Cambia qualcosa nella conoscenza delle persone non sapere questo particolare?


----------



## Scarlett (28 Novembre 2012)

lunapiena ha detto:


> Cambia qualcosa nella conoscenza delle persone non sapere questo particolare?


Ovviamente! ma non cambia nel giudizio se è questo che volevi sapere, comunque, libera di non rispondere


----------



## lunaiena (28 Novembre 2012)

Scarlett ha detto:


> Ovviamente! ma non cambia nel giudizio se è questo che volevi sapere, comunque, libera di non rispondere


non è una polemica è solo curiosità ...
nel giudizio di che?


----------



## contepinceton (28 Novembre 2012)

Scarlett ha detto:


> Forse questo post è già stato fatto ma a questo punto mi sorge la curiosità...chi di voi è stato tradito e chi invece ha tradito? chi entrambi? se volete fare un mini-riassunto (dalle 2 alle 5 righe) della vostra storia mi farà piacere leggervi.
> cià!:sonar:


Non sono nulla di tutto ciò.
Ma sono solo.
Un pandemonio incarnato.
La mia storia?
EH una sola?
Hai la più pallida idea di quante sono?
Mille e più mille sono le vite vissute...
Scappa di qui e scappa di là...
Intorta qui e ciula làààààààà...


----------



## Scarlett (28 Novembre 2012)

lunapiena ha detto:


> non è una polemica è solo curiosità ...
> nel giudizio di che?


Da parte mia nessun giudizio appunto.
Per quanto riguarda la conoscenza..beh cambia ovviamente perchè il nostro vissuto cambia anche la nostra personalità.

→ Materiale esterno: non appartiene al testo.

PR #2854, opened 2017-11-12
Use /var/zenoss/upgrade_from_version.txt

rphillipsz:
https://jira.zenoss.com/browse/ZEN-29075
ZVersion.py has the to-version, not the from-version.  The current_version.txt upgrade step places /var/zenoss/upgrade_from_version.txt into the DFS, so we can use this to find out what version we're upgrading from.


webhookbotuser:
Build finished.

Ero curiosa, tutto qua.


----------



## Hellseven (28 Novembre 2012)

Scarlett ha detto:


> Forse questo post è già stato fatto ma a questo punto mi sorge la curiosità...chi di voi è stato tradito e chi invece ha tradito? chi entrambi? se volete fare un mini-riassunto (dalle 2 alle 5 righe) della vostra storia mi farà piacere leggervi.
> cià!:sonar:


Ho tradito una volta sola. Anni fa. Mi ha cambiato la vita perché ha portato alla luce un lato di me che non sapevo di avere e di cui ho timore.
 Ma quel che è molto più grave, ha cambiato in peggio quella di mia moglie. Ho fatto del male, non sono predisposto a farne, e lo scrupolo ed il rimorso che mi porto dietro ancora mordono l'anima ogni tanto.
Il mio era stato un tradimento punitivo perché attribuivo a mia moglie la responsabilità di un rapporto che non sentivo vivo e nel quale non mi ritrovavo più. Ovviamente le responsabilità dei matrimoni che non decollano sono sempre al 50% nella realtà ....
L'avere tradito non solo non ha migliorato il rapporto ma mi ha reso anche totalmente succube del senso di colpa e quindi paradossalmente sto peggio di prima ma con due piedi in una scarpa.
Il mio matrimonio continua a non funzionare ma mi sento così colpevole verso la mia donna che non oso parlare di metterlo in discussione.
Parafrasando il titolo di un romanzo di cui s'è molto discusso ultimamente: "un giorno (spero che NDR) tutto questo dolore ti (ci) sarà utile".


----------



## Joey Blow (28 Novembre 2012)

L7 ha detto:


> Ho tradito una volta sola. Anni fa. Mi ha cambiato la vita perché ha portato alla luce un lato di me che non sapevo di avere e di cui ho timore.
> Ma quel che è molto più grave, ha cambiato in peggio quella di mia moglie. Ho fatto del male, non sono predisposto a farne, e lo scrupolo ed il rimorso che mi porto dietro ancora mordono l'anima ogni tanto.
> Il mio era stato un tradimento punitivo perché attribuivo a mia moglie la responsabilità di un rapporto che non sentivo vivo e nel quale non mi ritrovavo più. Ovviamente le responsabilità dei matrimoni che non decollano sono sempre al 50% nella realtà ....
> L'avere tradito non solo non ha migliorato il rapporto ma mi ha reso anche totalmente succube del senso di colpa e quindi paradossalmente sto peggio di prima ma con due piedi in una scarpa.
> ...


Sono sempre più convinto che gli eccessivamente sensibili dovrebbero buttarli in un fosso da piccoli. Senza offesa.


----------



## Spider (28 Novembre 2012)

Joey Blow ha detto:


> Sono sempre più convinto che gli eccessivamente sensibili dovrebbero buttarli in un fosso da piccoli. Senza offesa.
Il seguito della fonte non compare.